WordPress is a hot topic on Google: millions of search engine results. Everyone and their mother’s brother’s uncle’s 2d cousin on their great aunt’s side seems to be a WordPress expert, and bent on telling the world about it.

Or at least, attempting to convince Google.

Such a crowded space, so much competition!

So why Yet Another Blog About WordPress?

Well, lot’s of reasons, and some of them good reasons. The most important reason being that lots of people searching for something means the market exists. It’s easy to dominate a topic where no market exists, and that’s a great way to go hungry.

There’s many more reasons… let’s dig deeper…

Entering a crowded market

No matter how crowded the market, your perspective, properly communicated is valuable.

Everyone has slightly different needs and interests. The way you explain something might be better than the way I explain it. Different authors resonate with different readers. So the more different explanations on a subject… the better served the reader.

Most articles on any subject are crap anyway. Pareto’s Law (80/20 rule) definitely holds. On “hot” search terms, it’s more like 99/1 as the spammers, scammers and black hats crush search results by gaming the search engines. (How they find time to do this is a mystery to me. Life is too short.) If you write an article that simply “doesn’t suck,” readers will be grateful!

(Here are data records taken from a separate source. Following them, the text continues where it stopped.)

PR #6436, opened 2017-10-24
Add run dependencies for Quast

bebatut:

### DIFF
--- a/recipes/quast/4.5/build.sh
+++ b/recipes/quast/4.5/build.sh
@@ -1,0 +1,33 @@
+#!/bin/bash
+
+export INCLUDE_PATH="${PREFIX}/include"
+export LIBRARY_PATH="${PREFIX}/lib"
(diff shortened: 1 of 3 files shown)


druvus:
@bebatut @bgruening @alexeigurevich I just realized that quast is included in `build-fail-blacklist` so those updates were never built. Currently on my mobile so I can't fix it right now.

alexeigurevich:
@druvus Do you know whether quast was removed from the black list? It looks like currently available last version is still 4.5 (see https://bioconda.github.io/recipes.html#recipes)

druvus:
It seems it was not removed so I suggest to make a new PR where you remove it from the black list. I can try to do it during the weekend if you don't have time.

alexeigurevich:
Thanks, I've just do this here: https://github.com/bioconda/bioconda-recipes/pull/6591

Here’s how to know when you need to write an article:

  1. Search results are non-existent, or poor, but you need more information
  2. Other articles are poorly-written. Can you explain it better? If so you should.
  3. Other articles are out of date or inaccurate. This applies to the WordPress Codex as well. By all means, learn to add to the Codex, but when you have long term interest in a topic, write your own article and keep it up to date.
  4. Your situation is unique, nobody explains what you need to know in a way that works for you. Write up your process and share it with the world. Perhaps you want to add international language capabilities to a WordPress plugin, and all the explanations don’t work for you. Then do what I did with a little plugin I wrote to teach myself internationalization.
  5. You have the overweening desire to “own” a topic. There’s a couple of topics on Website In A Weekend in the category, one on article revisions, the other on favicons.
  6. You are a “learn by doing” type of person. If you’re like me, you find it hard to learn something simply by listening, watching or reading. You have to actually do it. For me, this means writing out procedures and processes, documenting my practice, even in programming, engineering. It takes more time. I like to think it means I learn something better than people that can learn by reading, listening or watching, but that’s probably just me making myself feel better. In any case, when I want to learn something, I like to write about it. For more information, read Writing to Learn — The open secret writers rarely write about.
  7. You find articles having no actionable content. This is where the 80/20 rule really kicks in! Most articles have very little simple, actionable content, and consist only of facts scraped from manual pages, source code documentation, or information contained in 80% of the other articles. The worst of these are poorly modified webpages taken directly from existing and widely available documentation. Totally useless!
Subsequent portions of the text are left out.